EXERCISE AIM:
Where the word "issues" shows up in the entries below, please copy the whole line.

EXERCISE DATA:
Issue #323, opened 2016-06-13
Dropping Node < 4


hzoo:
Given eslint 3.0 will drop it, I guess we should as well as another major version?

https://github.com/eslint/eslint/issues/4483, https://github.com/eslint/eslint/pull/6401

kaicataldo:
Does this involve any code changes on this side? Asking because the ESLint team is talking about starting to use some Node 4 features that we weren't using before.

danez:
I think it will depend on what else changes in eslint 3. If the same version of babel-eslint will work for eslint 2.x and 3.x then we might not do immediately. On the other hand if we have to change some stuff anyway to support (only) 3.x then maybe yes.

hzoo:
Ok we I think we can drop it now since the tests are currently failing on either eslint 2 or eslint 3

hzoo:
Should do a major/drop for https://github.com/babel/eslint-plugin-babel too

PR #358, opened 2016-08-01
Drop node < 4

hzoo:
Fixes https://github.com/babel/babel-eslint/issues/323

### DIFF
--- a/package.json
+++ b/package.json
@@ -29,6 +29,9 @@
   },
   "author": "Sebastian McKenzie <sebmck@gmail.com>",
   "license": "MIT",
+  "engines": {
+    "node": ">=4"
+  },
   "bugs": {
     "url": "https://github.com/babel/babel-eslint/issues"
   },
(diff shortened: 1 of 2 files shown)


package.json
```diff
@@ -29,6 +29,9 @@
   },
   "author": "Sebastian McKenzie <sebmck@gmail.com>",
   "license": "MIT",
+  "engines": {
+    "node": ">=4"
```
jmeas: Should there be an upper limit placed here? Although it's probably pretty unlikely that a future Node would break this library, we can't know for sure until they're released :)

jmeas:
lgtm 👍

package.json
danez: If a new node version breaks, we have to take action in any case. If it not breaks, then in this case we wouldn't have to do anything, but with limit we would always need to care. So I think it is fine like it is :)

RESPONSE AREA:
https://github.com/eslint/eslint/issues/4483, https://github.com/eslint/eslint/pull/6401
Fixes https://github.com/babel/babel-eslint/issues/323
     "url": "https://github.com/babel/babel-eslint/issues"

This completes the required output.